For the first time in our state’s history, our leadership is made up of people who share the same experiences that make us Michiganians in the first place. The top offices of governor, attorney general and secretary of state are all held by women. We have an openly gay attorney general delivering protections for all people. And I am proud to serve as Michigan’s first-ever black lieutenant governor. We built the most diverse administration this state has ever seen, with more people of color, more women, and more members of the LGBTQ+ community because everyone should have a seat at the table.
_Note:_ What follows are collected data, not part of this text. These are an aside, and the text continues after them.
PR #9475, opened 2025-05-02
Update new-change script enhancement description.

aemous:
*Description of changes:*

* Update new-change file enhancement's description for more clarity.

### DIFF
--- a/scripts/new-change
+++ b/scripts/new-change
@@ -57,7 +57,7 @@ TEMPLATE = """\
 # feature: A larger feature or change in behavior, usually resulting in a
 #          minor version bump.
 # bugfix: Fixing a bug in an existing code path.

In our first month in office, Gov. Whitmer signed executive directives to secure equal pay for equal work in state government, ban discrimination in state government based on sexual orientation and gender identity, and widen the pathways for small and disadvantaged businesses to work with state government. These executive actions helped to ensure that people are rewarded for what they bring to the table, not discriminated against.

In May, Whitmer proved that she could deliver historic reforms when she negotiated with Republicans in the legislature to lower Michigan’s highest-in-the-nation auto insurance rates. The new law will save drivers money by guaranteeing lower auto insurance rates for eight years and prohibiting insurance companies from using discriminatory non-driving factors when setting rates.
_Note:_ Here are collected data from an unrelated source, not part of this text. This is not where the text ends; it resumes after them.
PR #9481, opened 2025-05-07
Remove cloudwatch xml unit tests

arandito:
*Issue #, if available:*

*Description of changes:*
- Removes Cloudwatch xml response parsing unit tests.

Starting in Detroit and stretching to Marquette, I led a 19-stop tour called Thriving Cities to listen to people and lay a foundation for improving quality of life in areas such as affordable housing, environmental quality and justice, and kids in cities. The No. 1 thing we heard on the tour was that we must work together to fight poverty and create generational economic opportunity. We took actions this fall in response, including changing the asset limit test for receiving public assistance, beginning to expand eligibility for overtime pay, and establishing a poverty task force.

And throughout the year, we made major improvements to our criminal justice system. I serve as co-chair of the Michigan Task Force on Jail and Pretrial Incarceration in partnership with the PEW Charitable Trust, which has initiated an in-depth review of the county jails to understand how we can reduce the jail population and treat people with dignity. Whitmer signed bipartisan bills to end the practice of civil asset forfeiture for those who have not been convicted of a crime. She went on to sign a bipartisan package of bills to raise the age of who is considered an adult to ensure that anyone under 18 years old will be treated as a minor in juvenile court and receive the rehabilitation services that are offered in the juvenile justice system.

Whitmer became the first governor to fly the pride flag on a government building and host a Ramadan dinner at the governor’s residence in Lansing. I was humbled to become the first black lieutenant governor in Michigan history to sign a bill into law in November.

For too long, our state was governed by people who put their own self interests and partisanship before solving problems for the people of Michigan. I can safely say that this is no longer an issue in our administration because we immediately got to work on behalf of all Michiganians, addressing the issues that most directly affect you each and every day.

Garlin Gilchrist II is the lieutenant governor of the state of Michigan.